[EXERCISE REQUIREMENTS] In the entries below, find each line bearing the string "More" and copy it.

Saved data entries:
PR #2632, opened 2025-10-21
perf: Have read relationships use dynamic index forcing

josephschorr:
This should ensure that, for recognized query shapes, the best index and sort order is selected for ReadRels

## Testing

Unit, datatstore and steelthread tests


pkg/datastore/options/options.go
```diff
@@ -28,6 +28,9 @@ const (
 	// BySubject might be quite a bit slower than ByResource, as relationships are
 	// indexed by resource.
 	BySubject
+
+	// ChooseEfficient lets the datastore choose the most efficient order based on the query shape and available indexes.
+	ChooseEfficient
```
miparnisari, line 33: why give the caller a new option, when `unsorted: lets the underlying datastore choose the order` exists? or should we update unsorted to just say `no order at all`?

internal/services/v1/relationships.go
```diff
@@ -258,7 +258,7 @@ func (ps *permissionServer) ReadRelationships(req *v1.ReadRelationshipsRequest,
 		ds,
 		dsFilter,
 		pageSize,
-		options.ByResource,
```
miparnisari, line 265: By reading https://buf.build/authzed/api/docs/main:authzed.api.v1#authzed.api.v1.PermissionsService.ReadRelationships it doesn't seem that we ever promised a particular return order. I'm curious why this code was the way it is with `options.ByResource`? was this an undocumented feature or just an accident?

can we update the API to be explicit that callers shouldn't expect any order?

internal/datastore/common/sql_test.go
```diff
@@ -1519,6 +1523,134 @@ func TestIndexHint(t *testing.T) {
...
+						require.Contains(t, sql, test.expectedOrderBy, "Expected ORDER BY clause not found in SQL")
+					}
+
+					wasRun = true
+					return nil, nil
+				},
+			}
+
+			var opts []options.QueryOptionsOption
+			if test.querySortOption != nil {
```
miparnisari, line 1621: nit: why the `if`? all the test cases have this parameter

internal/datastore/common/sql_test.go
```diff
@@ -1519,6 +1523,134 @@ func TestIndexHint(t *testing.T) {
...
+				WithPaginationFilterType(TupleComparison),
+				WithColumnOptimization(ColumnOptimizationOptionStaticValues),
+				WithNowFunction("NOW"),
+				WithExpirationDisabled(true),
+			)
+
+			hint := &fakeIndexingHintWithSort{sortOrder: test.hintSortOrder}
+			filterer := NewSchemaQueryFiltererForRelationshipsSelect(*schema, 100)
+			filterer = filterer.WithIndexingHint(hint)
+			filterer = filterer.FilterToResourceType("sometype")
```
miparnisari, line 1601: nit: if i remove this line the tests still pass

pkg/datastore/options/options.go
josephschorr: Because sometimes the caller knows better and letting it choose is important in those instances

internal/services/v1/relationships.go
josephschorr: Its necessary for cursoring; we need *some* stable order in order to cursor

internal/datastore/common/sql_test.go
josephschorr: they don't:

```
		{
			name:              "No sort option with hint ByResource keeps unsorted",
			hintSortOrder:     options.ByResource,
			querySortOption:   nil,
			expectedNoOrderBy: true,
		},
		```

internal/datastore/common/sql_test.go
josephschorr: Sure; but the SQL produced is technically invalid without it, so I figured leave it in

internal/services/v1/relationships.go
miparnisari: ok; should we update the API docs to say something like "the results will be sorted but the order will depend on the filter passed"?

miparnisari (approved):

internal/services/v1/relationships.go
josephschorr: I think we should just say they won't be stable-y sorted

PR #2635, opened 2025-10-22
chore: Lint fixes part 6

tstirrat15:
Part of parting out #2455 

## Description
More lint fixes. Includes fixes to a test that was incorrectly passing.

## Changes
Will annotate.

## Testing
Review. See that tests pass.

### DIFF
--- a/internal/datastore/postgres/strictreader_test.go
+++ b/internal/datastore/postgres/strictreader_test.go
@@ -28,69 +28,83 @@ func (mc fakeQuerier) ExecFunc(_ context.Context, _ func(ctx context.Context, ta
 	return mc.err
 }
 
-func TestStrictReaderDetectsLagErrors(t *testing.T) {
+/*
+NOTE: these tests aren't in a tabular format because we want to
+assert require.ErrorsAs against different kinds of errors,
+but you can't write a tabular test that takes different kinds of
+errors in a struct because you lose type information.
+*/
+
+func TestStrictReaderDetectsLagErrors_NoErrors(t *testing.T) {
 	mc := fakeQuerier{}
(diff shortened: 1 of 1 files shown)


internal/datastore/proxy/schemacaching/intervaltracker_test.go
```diff
@@ -179,12 +179,12 @@ func TestIntervalTrackerGC(t *testing.T) {
 
 	// GC anything older than 5s, which shouldn't change anything.
 	result := tracker.removeStaleIntervals(5 * time.Second)
-	require.False(t, false, result)
```
miparnisari, line 182: 😆

tstirrat15: 💀

internal/datastore/postgres/strictreader_test.go
```diff
@@ -28,69 +28,83 @@ func (mc fakeQuerier) ExecFunc(_ context.Context, _ func(ctx context.Context, ta
...
+func TestStrictReaderDetectsLagErrors_NoErrors(t *testing.T) {
 	mc := fakeQuerier{}
 	reader := strictReaderQueryFuncs{
 		wrapped: mc,
 	}
-
-	cases := []struct {
-		name string
-		in   error
-		want error
```
tstirrat15, line 40: This being defined as `error` meant that the `&expectedErr` that we passed to `require.ErrorAs` was always a `*error` (as in a pointer to the base error type), which meant that any error would pass the comparison. I was able to verify this by writing a test with two completely different errors that should have failed and it passed.

miparnisari (approved):

PR #2637, opened 2025-10-22
chore: Lint fixes part 7

tstirrat15:
Part of parting out #2455.

## Description
More lint fixes!

## Changes
Will annotate.

## Testing
See that tests pass.


internal/dispatch/graph/check_test.go
```diff
@@ -310,7 +310,7 @@ func TestCheckPermissionOverSchema(t *testing.T) {
 		{
 			"basic union",
 			`definition user {}
-
```
tstirrat15, line 313: I think this is whitespace trimming introduced by OP's editor. It should be fine.

internal/dispatch/singleflight/singleflight_test.go
```diff
@@ -187,29 +187,35 @@ func TestSingleFlightDispatcherCancelation(t *testing.T) {
 	disp := New(mockDispatcher{f: f}, &keys.DirectKeyHandler{})
 	wg := sync.WaitGroup{}
 	wg.Add(3)
+	errs := make(chan error, 3)
```
tstirrat15, line 190: This is another set of testifyrequire fixes around not using require inside of a goroutine. We collect the errors in channels and then examine them.

internal/graph/check_test.go
```diff
@@ -78,7 +78,7 @@ func TestAsyncDispatch(t *testing.T) {
 				defer l.Unlock()
 
 				letFinish.Broadcast()
-				return tc.numRequests == dispatchedCount && tc.numRequests == completedCount
+				return dispatchedCount == tc.numRequests && completedCount == tc.numRequests
```
tstirrat15, line 81: Not sure why the linter didn't like this, but it's equivalent.

miparnisari (approved):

[RESULT OF THE EXERCISE]
More lint fixes. Includes fixes to a test that was incorrectly passing.
More lint fixes!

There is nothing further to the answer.